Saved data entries
┏━━

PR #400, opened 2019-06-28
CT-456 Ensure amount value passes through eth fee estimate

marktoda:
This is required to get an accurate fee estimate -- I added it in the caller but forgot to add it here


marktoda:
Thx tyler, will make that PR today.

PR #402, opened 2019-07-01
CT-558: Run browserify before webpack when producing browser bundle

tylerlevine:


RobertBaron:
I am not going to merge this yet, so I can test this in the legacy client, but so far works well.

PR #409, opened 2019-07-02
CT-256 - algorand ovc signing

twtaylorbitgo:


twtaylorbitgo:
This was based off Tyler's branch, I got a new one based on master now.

┗━━

TASK ITEM:
Return exactly the lines from the line holding "PR #409, opened 2019-07-02" to the last line of the data, with both of those lines included and nothing added.

WRITTEN SOLUTION:
PR #409, opened 2019-07-02
CT-256 - algorand ovc signing

twtaylorbitgo:


twtaylorbitgo:
This was based off Tyler's branch, I got a new one based on master now.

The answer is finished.